If a line in the entries below includes the string "CastTo", copy it out.

--- THE DATA Enclosed Below ---

PR #18856, opened 2023-04-20
[enhance](Nereids): When requiredSlots is empty, prune child previously in ColumnPruning

jackwener:
# Proposed changes

Issue Number: close #xxx

## Problem summary

When requiredSlots is empty, prune child previously in ColumnPruning.

A example:

```
Agg count(*)
- Filter age > 3
-- Scan id, age
```

We should get 

```
Agg count(*)
- Project age
-- Filter age > 3
--- Scan id, age
```

instead of

```
Agg count(*)
- Project age, id
-- Filter age > 3
--- Scan id, age
```

## Checklist(Required)

## Further comments


924060929:
column pruning has lots of special cases, and can not image all of the cases, so I can not review this pr.
but in my experience, this code more likely make the regression test, because I remember that I've write the code like you and failed.
when you run into the bug, you can unify abstraction and modification based on all known cases.

Issue #16547, opened 2023-02-09
[Roadmap] Support Struct+Map Type


xy720:
### Search before asking

- [X] I had searched in the [issues](https://github.com/apache/doris/issues?q=is%3Aissue) and found no similar issues.

## Struct + Map todo list

- [x] 语法支持 **(2.0)**
    - [x] 建表+desc语句
    - [x] StructLiteral
	- [x] MapLiteral
- [x] Insert **(2.0)**
    - [x] Map
	- [x] Struct
- [x] Select **(2.0)**
    - [x] Map
	- [x] Struct
- [ ] Delete **(2.0)**
    - [ ] Map
    - [ ] Struct
- [ ] 子类型支持 **(2.0)**
    - [ ] struct field 支持 scala type
	- [ ] struct field 支持 nullable
	- [ ] map key/value 支持 scala type
- [ ] Struct嵌套类型支持
	- [ ] Array 嵌套 Struct
	- [ ] Struct 嵌套 Struct
	- [ ] Struct 嵌套 Array
- [ ] Map嵌套类型支持
	- [ ] value 嵌套 Array
	- [ ] value 嵌套 Struct
	- [ ] value 嵌套 Map
- [ ] Cast **(2.0)**
    - [ ] Struct 隐式 Cast 函数
	- [ ] Map 隐式 Cast 函数
	- [ ] 显式 Struct CastTo Struct
	- [ ] 显式 Map CastTo Map
	- [ ] 显式 StructLiteral CastTo StructLiteral
	- [ ] 显式 MapLiteral CastTo MapLiteral
- [ ] 导入 **(2.0)**
- Struct
	- [x] Json格式
	- [ ] csv格式
	- [ ] parquet格式
	- [ ] orc格式
- Map
	- [ ] Json格式
	- [ ] csv格式
	- [ ] parquet格式
	- [ ] orc格式
- [ ] 导出
- Struct
	- [ ] select into outfile
	- [ ] export
- Map
	- [ ] select into outfile
	- [ ] export
- [ ] 函数
- Struct
	- [ ] struct(val1, val2, val3, ...)
	- [ ] named_struct(name1, val1, name2, val2, ...)
	- [ ] s.x
- Map
	- [ ] map(key1, val1, key2, val2, ...)
	- [ ] M[key]/element_at
	- [ ] size/cardinality(Map<K,V>)
	- [ ] map_keys(Map<K,V>)
	- [ ] map_values(Map<K,V>)
[...]

PR #19045, opened 2023-04-25
[feature](struct-type) support struct_element function

xy720:
# Proposed changes

This commit support a function allows return a field column in struct column.
Since the function can return any type, this commit also supports `ANY_STRUCT_TYPE` 
and `ANY_ELEMENT_TYPE`. 

#16547 

example:

```
mysql> select struct_element(named_struct('f1', 1, 'f2', 'a'), 'f2');
+--------------------------------------------------------+
| struct_element(named_struct('f1', 1, 'f2', 'a'), 'f2') |
+--------------------------------------------------------+
| a                                                      |
+--------------------------------------------------------+
1 row in set (0.03 sec)

mysql> select struct_element(named_struct('f1', 1, 'f2', 'a'), 1);
+-----------------------------------------------------+
| struct_element(named_struct('f1', 1, 'f2', 'a'), 1) |
+-----------------------------------------------------+
|                                                   1 |
+-----------------------------------------------------+
1 row in set (0.02 sec)

mysql> select struct_col, struct_element(struct_col, 'f1') from test_struct;
+-------------------------------------------------+-------------------------------------+
| struct_col                                      | struct_element(`struct_col `, 'f1') |
+-------------------------------------------------+-------------------------------------+
| {1, 2, 3, 4, 5}                                 |                                   1 |
| {1, 1000, 10000000, 100000000000, 100000000000} |                                   1 |
| {5, 4, 3, 2, 1}                                 |                                   5 |
| NULL                                            |                                NULL |
| {1, NULL, 3, NULL, 5}                           |                                   1 |
+-------------------------------------------------+-------------------------------------+
9 rows in set (0.01 sec)
```

## Problem summary

Describe your changes.

## Checklist(Required)

## Further comments


xy720:
run buildall

xy720:
run buildall

xy720:
run buildall

xy720:
run buildall

xy720:
run buildall

xy720:
run buildall

xy720:
run buildall

xy720:
run buildall

xy720:
run buildall

xy720:
run buildall

xy720:
run buildall

xy720:
run buildall

xy720:
run buildall

xy720:
run beut

eldenmoon:
It seems that `struct_element` will read the whole struct and discard other none related columns，will we implement a function that only read the target column.This could save lots of scan io.

eldenmoon (approved):
LGTM

fe/fe-common/src/main/java/org/apache/doris/catalog/AnyStructType.java
```diff
@@ -0,0 +1,35 @@
...
+// specific language governing permissions and limitations
+// under the License.
+
+package org.apache.doris.catalog;
+
+/**
+ *  Describes a AnyStructType type, used for SQL function return type,
+ *   NOT used for table column type.
+ */
+public class AnyStructType extends AnyType {
```
amorynan, line 24: is this describe whole struct type and nested element type ? why not use AnyType?

xy720:
> It seems that `struct_element` will read the whole struct and discard other none related columns，will we implement a function that only read the target column.This could save lots of scan io.

That's a very good idea! How to scan target field is important. But I think what we need is not only a function.
What we should do is that we prune sub fields in struct/map type while generating query plan in Fe.
And then pass the pruned fields into column_reader.new_iterator() function in be, so that we read only the target field in Block, which will be passed to function.
This is very important when we support nested complex type.

fe/fe-common/src/main/java/org/apache/doris/catalog/AnyStructType.java
xy720: We need specific types to describe the return field type and return struct type.
So it is the ANY_ELEMENT_TYPE and ANY_STRUCT_TYPE.
If there is only ANY_TYPE, We cannot distinguish between return field type and return struct type.

cambyzju (approved):
LGTM

PR #19069, opened 2023-04-25
[Enhancement](compaction) support parallel compaction for single tablet

### LINKED ISSUE #18742: [Enhancement] (compaction) support parallel compaction for single replica
### Search before asking

### Description

Currently only one thread can do compaction for a tablet, but some case compaction may cost
a lot of time and we may able to start other thread do compaction.

### Solution

multi-thread compaction for one tablet, modify meta in lock

### Code of Conduct

gitccl:
# Proposed changes

Issue Number: close #18742

### Basic ideas
In this pr, we add support for parallel cumulative compaction for single tablet, and base compaction still runs in single thread.
Firstly, we save all current running cumulative compaction tasks in an array named `cumulative_compactions`, and save current running base compaction task in `base_compaction`.
In the case of multiple cumulative compaction tasks running at the same time, the time and order of completion of the tasks is indeterminate. Therefore, the rowsets that can be compacted by next thread are split into multiple contiguous segments. Every time we want to choose rowsets to compact, we will choose a contiguous segments with maximum score. And in this choose process, we will skip rowsets with large size to avoid their participation in cumulative compaction.
  We also change the behavior of `update_cumulative_point`. In `update_cumulative_point`, we will forward `cumulative_point` as far as possible.

### The use of lock
Since the clone task and the compression task cannot be performed at the same time, we use `shared_mutex` to ensure that the execution of the parallel compression task and the clone task is serialized. We also add a mutex `compaction_meta_lock` to protect the meta data of the compaction such as `cumulative_compactions`, `base_compaction` and `cumulative_point`. 
The following describes the detailed use of locks in each function
1. In `Tablet::calc_compaction_score`, we hold `compaction_meta_lock` and `meta_lock`, thus we can safely access `cumulative_compactions`, `cumulative_point`, etc.
2. In `Tablet::prepare_compaction_and_calculate_permits`, before call `prepare_compact`, we will hold `cumulative_compact_meta_lock`. Thus in `prepare_compact`, we can safely access `cumulative_compactions`, `cumulative_point`, etc. **The reason we hold `cumulative_compact_meta_lock` before calling `prepare_compact` because we need to ensure that choosing the rowsets to compact and adding the compaction task to `cumulative_compactions` must be an atomic operation.** It is the same for base compaction, we also need to get `cumulative_compact_meta_lock` first, and then check whether `base_compaction` is null, if it is not null, it means that base compaction is already running (e.g. triggered by http request).
3. In `CumulativeCompaction::execute_compact_impl`, we will try to get reader lock of `cumulative_compaction_lock` first, and if we can't get it, that means the tablet is under clone. After `do_compaction`, we will hold `compaction_meta_lock` and call `update_cumulative_point` to safely forward `cumulative_point`.
4. In `EngineCloneTask::_finish_clone`, in addition to acquiring `base_compaction_lock`, `cumulative_compaction_lock`(write lock), we also acquire the `cumulative_compact_meta_lock` to access current running compaction tasks and update their `is_clone_occurred` field.

## Checklist(Required)

## Further comments

### DIFF
--- a/be/src/http/action/compaction_action.cpp
+++ b/be/src/http/action/compaction_action.cpp
@@ -208,7 +208,7 @@ Status CompactionAction::_execute_compaction_callback(TabletSharedPtr tablet,
                 res = Status::Error<TRY_LOCK_FAILED>();
             } else {
                 StorageEngine::instance()->create_base_compaction(tablet, base_compaction);
-                Status res = base_compaction->prepare_compact();
+                res = base_compaction->prepare_compact();
                 if (res.ok()) {
                     tablet->set_base_compaction(base_compaction);
                     need_reset = true;
@@ -240,7 +240,7 @@ Status CompactionAction::_execute_compaction_callback(TabletSharedPtr tablet,
         bool need_reset = false;
         {
             std::unique_lock compaction_meta_lock(tablet->get_compaction_meta_lock());
-            Status res = cumu_compaction->prepare_compact();
+            res = cumu_compaction->prepare_compact();
             if (res.ok()) {
                 tablet->add_cumulative_compaction_unlocked(cumu_compaction);
                 need_reset = true;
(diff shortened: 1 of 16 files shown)


gitccl:
run buildall

gitccl:
run buildall

gitccl:
run buildall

--- End of Enclosed THE DATA ---

## [ANSWER SECTION]
	- [ ] 显式 Struct CastTo Struct
	- [ ] 显式 Map CastTo Map
	- [ ] 显式 StructLiteral CastTo StructLiteral
	- [ ] 显式 MapLiteral CastTo MapLiteral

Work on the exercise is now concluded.